# question about pre setup for jails - buildworld question



## pgmrdlm (May 11, 2010)

I have just setup a new freebsd 8 machine on a p4, and decided this time around to use jails. After reading the handbook and some other threads, I have successfully built a jail for what I want to do. But, because I kept forgetting to do some foundation work on the original build, I keep running build worlds.  And on a p4, this takes a long time.zzzzzzzzzz

Ok, my foundation work that I forgot.
1). Removed drivers I didn't need, recompiled the kernal for that.  Then reran a build world and rebuilt my jail
2). Never built the perl port prior to buildworld, and jail template build. Deleted the jail, built the port, ran the buildworld, then rebuilt my jail.
3). Forgot about Linux binaries, see point 2 for what I did.

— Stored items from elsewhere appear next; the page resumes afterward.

PR #281, opened 2016-04-23
[WIP] Update to GTK3.14+

MrTimscampi:
_**Don't merge this while there is a [WIP] prefix to it. It will break things.**_ (You probably know that, but just to be sure :p )

This is a pull request to track my update of the UI to GTK 3.14+ and a general cleanup of the whole UI.

As discussed with strycore on IRC, when practical or needed, I'll implement a version check for higher GTK versions and handle things differently for Ubuntu 16.04 (GTK 3.18) and newer distros, in order to keep deprecated things to a minimum and making the update easier once SteamOS updates from 3.14 to a newer version.

## Todo list

- [x] **04/23/2016** - Initial porting to Gtk.Application()
- [x] **04/23/2016** - Redesign the main interface
    - [ ] Fix major breakages

### Initial porting to Gtk.Application()

This takes the patch from TingPing and updates it to work with the current code.
It doesn't use anything more recent than GTK 3.0 at the moment, so it shouldn't pose any problem.

### Redesign the main interface

screenshot from 2016-04-23 19-55-21
screenshot from 2016-04-23 20-42-50

Another (partial) port of a patch by TingPing.
This changes most of the main UI to implement modern GTK interface design.
It also manages to break most things, due to being such a huge change. I somehow managed to break the settings writing, so pretty much nothing works properly. All of this will be fixed in future commits.
This is currently untested on GTK 3.14. I need to spin up a SteamOS VM and see how it handles things, but I want to fix basic operation first.

### DIFF
--- a/bin/lutris
+++ b/bin/lutris
@@ -12,29 +12,37 @@
 #
 # You should have received a copy of the GNU General Public License along
 # with this program.  If not, see <http://www.gnu.org/licenses/>.
-
+'''
 import dbus
 import dbus.service
+'''
 import os
 import sys
+'''
 import logging
 import optparse
+'''
 import signal
+'''
 import time
 import json
+'''
 
 # pylint: disable=E0611
-import gi
-gi.require_version('Gdk', '3.0')
-gi.require_version('Gtk', '3.0')
 
+import gi
+# gi.require_version('Gdk', '3.0')
+gi.require_version('Gtk', '3.0')
+'''
 from dbus.mainloop.glib import DBusGMainLoop
 DBusGMainLoop(set_as_default=True)
 
 from gi.repository import Gdk, Gtk, GObject, GLib
+'''
+from gi.repository import Gtk
 
 from os.path import realpath, dirname, normpath
-
+'''
 LAUNCH_PATH = dirname(realpath(__file__))
 if LAUNCH_PATH != "/usr/bin":
     SOURCE_PATH = normpath(os.path.join(LAUNCH_PATH, '..'))
@@ -50,7 +58,9 @@ from lutris.game import Game
 from lutris.gui.installgamedialog import InstallerDialog
 from lutris.settings import VERSION
 from lutris.util import service
-
+'''
+from lutris.gui.application import Application
+'''
 # Support for command line options.
 parser = optparse.OptionParser(version="%prog " + VERSION)
 parser.add_option("-v", "--verbose", action="store_true", dest="verbose",
@@ -112,9 +122,12 @@ check_config(force_wipe=False)
 
 installer = False
 game = None
+'''
 
+app = Application()
 signal.signal(signal.SIGINT, signal.SIG_DFL)
 
+'''
 # D-Bus init
 
 bus = dbus.SessionBus()
@@ -197,3 +210,6 @@ if game_slug or installer:
 lutris.run(int(time.time()))
 if lutris.is_running():
     Gdk.notify_startup_complete()
+'''
+
+app.run(sys.argv)
--- a/lutris/gui/application.py
+++ b/lutris/gui/application.py
@@ -1,0 +1,117 @@
+#!/usr/bin/python2
+# -*- Mode: Python; coding: utf-8; indent-tabs-mode: nil; tab-width: 4 -*-
+
+import logging
+import json
+
+from gi.repository import GLib, Gio, Gtk
+
+from lutris.util.log import logger
+from lutris.config import check_config
+from lutris.game import Game
+from lutris import pga
+from lutris.settings import VERSION, GAME_CONFIG_DIR
+from lutris.gui.installgamedialog import InstallerDialog
+from lutris.gui.lutriswindow import LutrisWindow
+
+
+class Application(Gtk.Application):
+    def __init__(self):
+        Gtk.Application.__init__(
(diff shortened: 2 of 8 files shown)


RobLoach:
Looks beautiful! Well done :+1: . I'm getting this error when running it:

```
  File "bin/lutris", line 64, in <module>
    from lutris.gui.application import Application
ImportError: No module named application
```

MrTimscampi:
Hm, weird, I didn't get that error at all, even with a clean install...
I did get a few other errors that I tamed down, but not that one...
Was application.py properly copied by setup.py for you ?
I'll have to make a few VMs for testing on something other than Arch, when I'm a bit further along.

I've had to change the connection menu (which didn't work anyway by a "profile"/connection toggle button and a refresh button, like this:
screenshot from 2016-04-24 01-09-45
TingPing's patch used a 3.16 feature (PopoverMenu) so I had to fall back to a Popover, but I get warnings if I spawn more than one. However, looking at the documentation, it may be a misuse on my end. I'll have to investigate further. But I think that refresh button makes more sense there than hidden in a menu somewhere, so it'll stay.

My current plan is to get the current remade UI working, then hunt down bugs before going further and doing testing on other things.
But that PopoverMenu is the kind of thing where I'll most likely do two implementations with a version check, one for 3.14 and one for 3.16+, depending on what PopoverMenus bring to the table (I'm still relying heavily on the doc, as I'm learning Gtk while doing this)

TingPing:
On a non-technical note, I would like credit for work since so far you are just rebasing it.

TingPing:
I probably should have put a license header on files I created, like for `application.py`:

```python
# -*- Mode: Python; coding: utf-8; indent-tabs-mode: nil; tab-width: 4 -*-
# Copyright (C) 2015 Patrick Griffis <tingping@tingping.se>
# This program is free software: you can redistribute it and/or modify it
# under the terms of the GNU General Public License version 3, as published
# by the Free Software Foundation.
#
# This program is distributed in the hope that it will be useful, but
# WITHOUT ANY WARRANTY; without even the implied warranties of
# MERCHANTABILITY, SATISFACTORY QUALITY, or FITNESS FOR A PARTICULAR
# PURPOSE.  See the GNU General Public License for more details.
#
# You should have received a copy of the GNU General Public License along
# with this program.  If not, see <http://www.gnu.org/licenses/>.
```

Xodetaetl:
TingPing, I've added your name to the [global copyright notice](https://github.com/lutris/lutris/blob/master/AUTHORS).

I prefer centralized copyrights than having them in every file, maintaining them would be a drag. Git is normally here to keep track of the specifics of who did what... But I don't know what to do in this case. Git doesn't allow multiple authors for a single commit.

MrTimscampi:
I took over on this as there wasn't any activity on the other PR for months and it targeted 3.16, which is 2 version to high from where support will be for 0.4.0 (Ubuntu 16.04 ships with 3.18, but SteamOS is stuck on 3.14).
I haven't done any compatibility checking yet, so those two commits are basically copy-paste of TingPing's code in the new source and trying to make it work (A lot has changed since that PR was made)
I'm starting to change things a bit, mainly with the popovers for now, as PopoverMenu was introduced in 3.16, as were quite a few things used in those popovers :)
The interface .ui itself was also redone in Glade from scratch, based on TingPing's.

However, if TingPing wants to resume his work, I'll gladly close this PR and work on something else, no issues on my end :) You'll most likely do it much faster than me, as well :p (I'm still learning GTK and this is the first open source project I contribute code to)

Xodetaetl:
> so those two commits are basically copy-paste of TingPing's code in the new source

If so, you could try to prepend his actual commits to yours (on a clean branch, using cherry-pick to add his commit then yours).

TingPing:
>  Git is normally here to keep track of the specifics of who did what... But I don't know what to do in this case. Git doesn't allow multiple authors for a single commit.

Yea just unfortunate they couldn't be clean rebases.

> However, if TingPing wants to resume his work, I'll gladly close this PR and work on something else, no issues on my end :) You'll most likely do it much faster than me, as well :p (I'm still learning GTK and this is the first open source project I contribute code to)

I didn't want to do the extra work [and worse results] that came with compromising on the version, that is why I let that branch sit until they could target a new version. That said I might monitor your progress here or idle on #lutris if you have any questions.

MrTimscampi:
@Xodetaetl: What I meant is that the code he added was transposed into the new source (No all of it). It's not a direct copy-paste of the actual commit.
The files have changed a LOT over those past few months, it seems, so I don't really know how to that another way than how I did it...

Aside from the UI design, which I redid from scratch using his original design as a guide and the .ui files for the popovers, which I'm going to rewrite from scratch due to them using 3.16 concepts, the rest can't really be done any other way, as I understand it (A Gtk.Application() will always be created the same way, for example).   
Now, of course, credit where credit is due. But as I said, I don't see how to prepend TingPing's commits and not remove months of works from the original source.
Then again, I'm not that good at Git. Actually, I might've chose too big of a fish to fry, as this is what I use to learn GTK and it's actually the first big code base that I haven't written which I try to contribute to.

I'll close this PR and reassess the situation.

RobLoach:
Closed the issue, and deleted his own user account?

strycore:
Now, that's very weird!

Hey, come back! You were doing great!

Ok, my question is.  Did I have to do another buildworld and rebuild my jail because I forgot perl, kernal rebuild, and linux binaries???


I know, dumb question.

Unrelated question. I built the perl port 5.8, should I have built 5.10?


----------



## pgmrdlm (May 11, 2010)

Followup question on jails.

I was going to use a jail to install the boinc grid computing port. Pretty sure, based on the handbook for boinc, that this port requires linux binaries.  Once I finally got boinc up and running in the jail, I receive the following error.
shmget: Function not implemented

Ok, this appears to be linux from what I am seeing through search's.


So I think I am expanding on my origional question here. Linux binaries allowed in jails? 

???


----------



## SirDice (May 11, 2010)

pgmrdlm said:
			
		

> 1). Removed drivers I didn't need, recompiled the kernal for that.  Then reran a build world and rebuilt my jail


Kernel isn't needed inside a jail. No need to build a custom one for it. The jail runs on the host's kernel.

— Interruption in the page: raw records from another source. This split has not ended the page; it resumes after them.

Issue #292, opened 2016-06-09
Suggestion: Allow custom icon / banner


althonos:
Hi ! Title says it all, I've been using Lutris with ROM-hacked games and as it is just the different version of the same game, it shares banners and make it a bit confusing...
So why not look for banners and icons named .icon and .banner in the game folder, only falling back to default ones if those files are absent / not working ?

jtrees:
I would also be interested in being able to set custom banners for games that were added manually.

strycore:
The current implementation available in the master branch allows to set custom banners for all games :)

jtrees:
Oh sweet. I look forward to the release.

PR #294, opened 2016-06-12
Tweaked the gameviews.

althonos:
## Overview

I'm using **Lutris** as a frontend for emulation, and I enjoy playing Rom Hacks, so I was quite pleased with the "install (add) another version" option. Yet I ended up having a library full of odd-looking duplicated entries which were not the best (see #292), so i forked and did the following : 
#### Added custom banner & icon

Now the gameviews.py pixbuf loading function will load in priority files called **banner.jpg** or **banner.png** (or whatever format Gtk can load) located in the same folder as the 'main file' / 'iso' (I registered only those two cases, but I don't know how other runners game_config may provide the directory of the main file...).
capture d ecran_2016-06-11_23-47-21
#### Added more size options

As the largest repository for game banners is probably [Steam Banners](http://steambanners.booru.org/), I thought it would be a good idea to provide support for those banners in Lutris so that they wouldn't appear stretched or anything ([lutris.net](http://lutris.net) and Steam using banners of different aspect ratio). To do so, I added more size options in the Icon style (renamed Game Art Style) menu :

| Size | Aspect ratio | Width | Height |
| --- | --- | --- | --- |
| Banner (Large) | 2,14 | 460 | 215 |
| Banner (Normal) | 2,14 | 230 | 108 |
| Banner (Small) | 2,14 | 185 | 86 |
| Banner (Tiny) | 2,14 | 121 | 56 |
| Wide Banner (Small) | 2,66 | 184 | 69 |
| Wide Banner (Tiny) | 2,66 | 120 | 45 |
| Icon (Normal) |  | 32 | 32 |
| Icon (Large) |  | 64 | 64 |

This allows for an enhanced compatibility with high resolution screens where art of higher resolution can be displayed, while legacy lutris users who wish to continue using the current banner format can use the _wide banner_ options.
On my 1366x768 screen, **Banner(Large)** looks like the following : 
capture d ecran_2016-06-12_14-48-56
And **Banner (Normal)** like so : 
vuuus
#### Corrected column not resizing bug

In List view, column size did not update after changing the size of banners (see below)
before - on large
before - on small
Workaround was to pop and add a new colum to force the game view to update.

### DIFF
--- a/lutris/gui/config_dialogs.py
+++ b/lutris/gui/config_dialogs.py
@@ -45,10 +45,7 @@ class GameDialogCommon(object):
         if config_level == 'game':
             self._build_info_tab()
             self._build_game_tab()
-            
-            #if self.game is not None:
             self._build_art_tab()
-
         self._build_runner_tab(config_level)
         self._build_system_tab(config_level)
 
@@ -78,9 +75,6 @@ class GameDialogCommon(object):
         self._add_notebook_tab(info_sw, "Game info")
 
     def _build_art_tab(self):
-
-
-
         
         # Art box: main container of the notebook page
         self.art_box = Gtk.Grid(column_homogeneous=True)
@@ -124,11 +118,8 @@ class GameDialogCommon(object):
             self.banner_folder_btn = Gtk.FileChooserButton()     
             self.banner_folder_btn.set_action(Gtk.FileChooserAction(2)) #Equivalent to SELECT_FOLDER
             self.banner_folder_btn.set_margin_right(20)
-            
-            #self.banner_folder_btn.connect('update-preview', self.on_banner_folder_changed)
-            #self.banner_folder_btn.connect('current-folder-changed', self.on_banner_folder_changed)
             self.banner_folder_btn.connect('selection-changed', self.on_banner_folder_changed)
-            #self.banner_folder_btn.connect('file-set', self.on_banner_folder_changed)
+            
 
             self.banner_default_btn = Gtk.Button(label="Default")
             self.banner_default_btn.set_margin_left(20)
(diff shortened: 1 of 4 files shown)


strycore:
This is really awesome and goes in the direction of 2 very requested features (bigger banners and custom banners). Since this is a pretty big change, I would make this a feature for Lutris 0.4 so you should prepare to send a Python 3 compatible pull request at some point ;) 
There have been some prior contributions heading in that direction but so far @Xodetaetl has been managing most of it.
I plan to write a scrapper for http://steambanners.booru.org/ so we should have them all available on our website at some point in the future (with the addition of Steam banners).
The only detail I disagree with is using a banner.jpg in the game's folder. In the case of ROMs, it is often the case to have all games for a system in the same folder so this wouldn't work. Also, I don't like the idea of cluttering the user game files with app specific stuff (Thumbs.db and .DS_Store comes to mind) We haven't decided yet how to implement custom banner and icons but as I said, it's an implementation detail, we'll find a way.
Also, I'm looking into the possibility of adding overlays on banners, which would be useful for ROM hack or for differentiating several games with the same name.
Don't worry if your Pull request takes a bit of time to get integrated into the master branch, it *will*, this is definitely something we want in Lutris! Thanks again for your contribution, it is very valuable!

althonos:
Hi there !
I'm glad to see I went towards the good way, I had feared I'd spent an afternoon for nothing. Python3 is no prob for me, I'm a Py3 user so it's more Py2 that hurts when I've to use it.

As for the custom banner, I just wanted to provide the user an easy way to add new banners without the need to go to data files... So to change that I see the following design choice: 
- **Store the path** to the custom banner & the path custom icon, leaving the user to manage their fanart collection the way the want, 
- **Provide a way to change** / remove that path (probably in the gamedialog _Game Info_ tab) 
- Make the default folder to **look into the folder** where the scraper would download the files for that particular game (like instead of having .local/share/lutris/banners/whatever-game.jpg, maybe have .local/share/lutris/banners/whatever-game/*.jpg with all files downloaded by the scraper, lutris selecting the first one of those by default if no others are provided).
- Instead of just having a FileChooser widget, **have a GtkIconView** inside the _Game Info_ tab to display the scraped banner directly from the directory, and add a "+ Add your own.." button or something like that to select real custom ones. (A bit like the wallpaper config screen if you see what I mean :)
capture d ecran_2016-06-13_09-44-12

For overlays, I guess an idea would be to add a wrapper (maybe decorator) around `get_pixbuf_for_image` to add an overlay after loading whatever image is selected, and have a .local/share/lutris/overlays directory to store templates in...

I can continue working onto my branch 'til we reach a satisfying point of merging, if that's ok with you :)

althonos:
Hi there ! 
So after what you told me I did the following:

### Changed the way custom icon & banner are store
Now, instead of registering an `asset_directory` for every game when writing them with `pga`, games can now have two optional attributes `banner` and `icon` which are the path to custom banner and custom icon, and is set to None if default banner / icon is to be used.

### Added and **Artwork** tab to the configuration edit notebook
I added an artwork tab which is rendered only if GameDialog is loaded with a game value (so it will be hidden with Add Game Dialog except if using `install another version`). Showing it for any AddGameDialog would probably confuse the user, as he'd think that setting a banner is mandatory, whereas lutris actually provides banners itself.

I used a Gtk.Grid item as I saw Gtk.Boxes were deprecated, so the day you want to migrate Boxes to Grids you won't have to worry about that tab.

Here's how it looks like right now:
artwork
You can also expand the window in width to expand the banner view:
artwork large

Only a row and half of banners is visible currently as I wanted to leave some space for the IconView below without raising the DIALOG_HEIGHT, but depending on how it looks after I add IconView i'll tweak that so it looks nicer.


### Default banner needs a format change
Instead of having default banner in `.local/share/lutris/banners/game_slug.jpg`, it would be better to have default banners `.local/share/lutris/banners/game_slug/default.jpg`. That way, by default the artwork banner view will show content of `.local/share/lutris/banners/game_slug`, allowing user to choose other banners in that folder, folder we could populate with a Steam Banners scraper.

### Icon path
I'll add the same kind of window for icon path, maybe smaller to only show 64x64 icons.

althonos:
Closing since this is now obsolete and far behind the current state of the repo.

> 2). Never built the perl port prior to buildworld, and jail template build. Deleted the jail, built the port, ran the buildworld, then rebuilt my jail.


Perl is not required to build world or kernel. Perl is not part of the base OS, it used to be but it got removed and moved to ports.



> 3). Forgot about Linux binaries, see point 2 for what I did.


See point 1 and 2



> Ok, my question is.  Did I have to do another buildworld and rebuild my jail because I forgot perl, kernal rebuild, and linux binaries???


No. You don't even have to buildworld specifically for your jail. Just use the same built world you already have.



> Unrelated question. I built the perl port 5.8, should I have built 5.10?


Unless you have specific requirements I'd stick to 5.8.


----------



## DutchDaemon (May 11, 2010)

I ran some BOINC projects a long time ago, and I don't think you need Linux (not in the run-depends and build-depends). The error you see looks like it misses SYSVSHM in the kernel. It's usually a good idea to leave the SYSV stuff in. Also note that some BOINC projects (like Einstein@Home) require FreeBSD 5 compatibility (COMPAT_FREEBSD5 in the kernel, and the misc/compat5x port).


----------



## pgmrdlm (May 11, 2010)

*Thank you for the replies*

I don't mind all the rebuilds that I previously mentioned, fight the battle once and learn from it. Thanks for the reply noting I do not have to do a buildworld for those things.

I made the comment about the linux binaries due to this statement in the handbook. http://people.freebsd.org/~pav/boinc.html


> World Community Grid will send Linux app to FreeBSD client. Make sure you have Linux emulation enabled and linux_base-fc4 port installed before attaching.
> 
> Most other Linux science apps runs on FreeBSD under Linux emulation. You may want to enable ALT option in the boinc-client port.
> 
> ...




I run boinc on another machine and didn't have this problem with the missing function, thats why I thought it had to do with the jail. But, I also do not remember removing drivers when I built my custome kernal. Just adding of addional things.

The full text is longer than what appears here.